» **Task to carry out**: From the entries, copy every line that carries the string "been".
========================================================================
PR #3171, opened 2024-10-17
docs: fed versions

shorgi:
Fix spacing and line breaks for Fed versions page

### DIFF
--- a/docs/source/federation-versions.mdx
+++ b/docs/source/federation-versions.mdx
@@ -34,17 +34,17 @@ For a comprehensive changelog for Apollo Federation and its associated libraries
 
 <div>
 
-First release
+First release <br/><br/>
 
-**August 2024**
+**August 2024** <br/><br/>
 
 </div>
 
 <div>
 
-Minimum router version
+Minimum router version <br/><br/>
 
-**1.53.0**
+**1.53.0** <br/><br/>
 
 </div>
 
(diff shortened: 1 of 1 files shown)


Meschreiber (commented):
I wonder if there's a way to add spacing but keep things horizontal? (I feel like using an extra line break might not be necessary?)

shorgi:
> I wonder if there's a way to add spacing but keep things horizontal? (I feel like using an extra line break might not be necessary?)

I think this has been vertical all along? (Can't prove it with both old docs and wayback machine down ...)

Meschreiber:
> > I wonder if there's a way to add spacing but keep things horizontal? (I feel like using an extra line break might not be necessary?)
> 
> I think this has been vertical all along? (Can't prove it with both old docs and wayback machine down ...)

I mean the `First release: Date` vs `First release /n date

Current: 
image

This PR:
image

shorgi:
>
> I mean the `First release: Date` vs `First release /n date`
> 

ah, I meant that having the `/n` was what was there before in the old docs. (And there wasn't any period or colon after First release or Minimum router version. they were already on separate lines)

Meschreiber:
Got it. I have a preference for the horizontal version since it seems more natural/space-efficient for me, but I'm fine with whatever you decide!

Meschreiber (approved):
========================================================================
» **Response area**:
I think this has been vertical all along? (Can't prove it with both old docs and wayback machine down ...)
> I think this has been vertical all along? (Can't prove it with both old docs and wayback machine down ...)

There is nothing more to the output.